In January 2003, we adopted EITF 02-3 that changed the accounting for certain energy contracts. EITF 02-3 prohibits the use of mark-to-market accounting for any energy-related contracts that are not derivatives. Any non-derivative contracts must be accounted for on the accrual basis and recorded in the income statement gross rather than net upon application of EITF 02-3. This change applied immediately to new contracts executed after October 25, 2002 and applied to existing non-derivative energy-related contracts beginning January 1, 2003. During 2002, the majority of our wholesale results were on the mark-to-market method of accounting.

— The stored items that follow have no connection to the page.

PR #394, opened 2021-05-05
OP-504 Core changes associated with GUI changes

dbmalkovsky:
See OP-504 and associated GUI [PR ](https://github.com/informatici/openhospital-gui/pull/485).

Changes:
- Change ordering of where the Exit menu is located
- Use new `MessageBundle.formatMessage()` with new bundle key


sql/step_02_dump_menu.sql
```diff
@@ -34,7 +34,7 @@ INSERT INTO MENUITEM (MNI_ID_A,MNI_BTN_LABEL,MNI_LABEL,MNI_TOOLTIP,MNI_SHORTCUT,
  ('examlist1','Exams List','ExamsList','x','E','printing','org.isf.stat.gui.ExamsList1Launcher','N',1),
  ('exams','Exams','Exams','x','E','generaldata','org.isf.exa.gui.ExamBrowser','N',4),
  ('examtype','Exam Type','Exam Type','x','E','types','org.isf.exatype.gui.ExamTypeBrowser','N',5),
- ('exit','Exit','Exit','x','E','file','none','N',0),
+ ('exit','Exit','Exit','x','E','file','none','N',1),
```
mwithi, line 37: I would try to totally remove Exit button (not used much) and to move Users under "General Data", which I would rename to "Settings"; it should be possible to do it by only changing the script.
Just a note, we could do it in another taks

mwithi (approved):
LTGM, just one proposal in comment

sql/step_02_dump_menu.sql
dbmalkovsky: I think we can change the look via the scripts and a few tweaks; I'll see how big of a project it is.

Changing the "GeneralData" class name to "Settings" is something I'd consider off the table.   In the GUI project there are 1475 references to "GeneralData" and at more than 166 in the CORE project.

mwithi: Yeah sure, classes refactoring should be eventually done in another time;
I've tested new changes and look fine for me! Thanks!

PR #396, opened 2021-05-08
OP-505 handle NPE

dbmalkovsky:
See OP-505.

Also added try-with-resources so the `close()` is always handled even if there is an error.


mwithi (approved):
Very good! Thanks!

PR #399, opened 2021-05-19
OP-438 New HTTP Client for SMS Gateway

AndreiDodu:
refactoring (added feign) + added textbelt gateway


sql/step_68_upgrade_pat_photo_size.sql
```diff
@@ -0,0 +1 @@
+ALTER TABLE PATIENT_PROFILE_PHOTO CHANGE COLUMN PAT_PHOTO PAT_PHOTO MEDIUMBLOB NULL DEFAULT NULL;
```
dbmalkovsky, line 1: There is already a step_68; see the step_04_all_following_steps script which is also a conflict the way it is currently coded.

src/main/java/org/isf/sms/providers/common/CustomCommonDecoder.java
```diff
@@ -0,0 +1,32 @@
+package org.isf.sms.providers.common;
```
dbmalkovsky, line 1: Please include the standard license header to all new files.   Thanks.

src/main/java/org/isf/sms/providers/skebby/model/SckebbySmsRequest.java
```diff
@@ -0,0 +1,101 @@
+package org.isf.sms.providers.skebby.model;
+
+import java.io.Serializable;
```
dbmalkovsky, line 3: Imports should be placed after the license header.  Thanks

sql/step_68_upgrade_pat_photo_size.sql
mwithi: yeah I think there fork was not aligned, @AndreiDodu you should merge the current develop.
anyway why this change here? is not in the OP-438 scope I think...

src/main/java/org/isf/sms/providers/gsm/GSMGatewayService.java
```diff
@@ -125,97 +131,88 @@ public boolean initialize() {
...
 		} else {
 			LOGGER.error("COM PORT not found ({})!!!", port);
- 		}
+		}
 		return connected;
 	}
 
 	@Override
-	public boolean sendSMS(Sms sms, boolean debug) {
+	public boolean sendSMS(Sms sms) {
```
mwithi, line 139: the `debug` flag was useful for testing mocking the actual SMS sending, is there another way to do it that I don't see in this PR's code?

sql/step_68_upgrade_pat_photo_size.sql
AndreiDodu: Pardon, I made a mistake here with commits. I will solve it on Saturday/Sunday. I will correct also the other code reviews warnings made by @dbmalkovsky.

pom.xml
```diff
@@ -409,39 +400,91 @@
...
+					<artifactId>log4j</artifactId>
+				</exclusion>
+				<exclusion>
+					<groupId>org.slf4j</groupId>
+					<artifactId>slf4j-log4j12</artifactId>
+				</exclusion>
+				<exclusion>
+					<groupId>org.slf4j</groupId>
+					<artifactId>log4j-over-slf4j</artifactId>
+				</exclusion>
```
mwithi, line 446: something misterious here, feign seems only depending on slf4j in its [pom.xml](https://github.com/OpenFeign/feign/blob/master/pom.xml)... I will check on my local

mwithi: found out it would be sufficient to comment out `slf4j-log4j12` dependency and leave feign alone without exclusions, could you try?

sql/step_68_upgrade_pat_photo_size.sql
AndreiDodu: I returned to the old version. The new commit has only the SMS "module".

pom.xml
AndreiDodu: Hi @mwithi, as you suggested I tried to exclude only slf4j-log4j12 dependency and removed the exclusion of other libraries from feign, but I still have an exception when I try to un OH-GUI (_Caused by: java.lang.IllegalStateException: Detected both log4j-over-slf4j.jar AND bound slf4j-log4j12.jar on the class path, preempting StackOverflowError. See also http://www.slf4j.org/codes.html#log4jDelegationLoop for more details._). So that I returned to my version.

src/main/java/org/isf/sms/providers/gsm/GSMGatewayService.java
AndreiDodu: I restored the previous code.

src/main/java/org/isf/sms/providers/skebby/model/SckebbySmsRequest.java
AndreiDodu: I corrected as you suggested.

src/main/java/org/isf/sms/providers/common/CustomCommonDecoder.java
AndreiDodu: I corrected as you suggested.

mwithi:
Superseded by https://github.com/informatici/openhospital-core/pull/412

        The portion of competitive supply revenues, fuel and purchased energy expenses, and gross margin derived from accrual and mark-to-market contracts changed significantly due to the adoption of EITF 02-3. Effective January 1, 2003, we began to account for all non-derivative contracts on the accrual basis, whereas we had accounted for these contracts on the mark-to-market basis in 2002. We also began to recognize origination gains only for derivative contracts for which we have observable market prices. These changes increased accrual competitive supply revenues, fuel and purchased energy expenses, and gross margin and decreased mark-to-market competitive supply revenues and gross margin in 2003 as compared to 2002.

        EITF 02-3 affected a large number of competitive supply contracts, and we cannot quantify its total impact precisely because we cannot recast our 2002 results to reflect accrual accounting, nor did we maintain separate mark-to-market accounting records for accrual contracts beginning in 2003. However, the larger portion of our competitive supply activities that became subject to accrual accounting under EITF 02-3 resulted in an increase in total competitive supply revenues and fuel and purchased energy expenses, but a decrease in total competitive supply gross margin in 2003 compared to 2002.

        We analyze our wholesale accrual and mark-to-market competitive supply activities separately below.

Wholesale Accrual Activities

The increase in gross margin from our wholesale accrual activities in 2004 compared to 2003 is primarily due to approximately $50 million in the New England region due to higher realized contract margins in 2004 compared to 2003 and higher volumes served. This increase was partially offset by higher transportation costs for our gas trading portfolio of approximately $16 million. The transportation costs associated with this portfolio are accounted for on an accrual basis, while our gas trading portfolio is recorded as mark-to-market. In addition, we incurred higher operating costs of $5.0 million related to our South Carolina synthetic fuel facility.

        The increase in revenues, fuel and purchased energy expenses, and gross margin from our wholesale accrual activities in 2003 compared to 2002 is primarily due to the impact of the adoption of EITF 02-3 as discussed above. While it is not practicable to determine precisely the impact of EITF 02-3 on revenues and gross margin, accrual revenues for 2003 include approximately $1.4 billion from load-serving contracts that existed at January 1, 2003 (the date EITF 02-3 was adopted) which had been accounted for on a mark-to-market basis in 2002.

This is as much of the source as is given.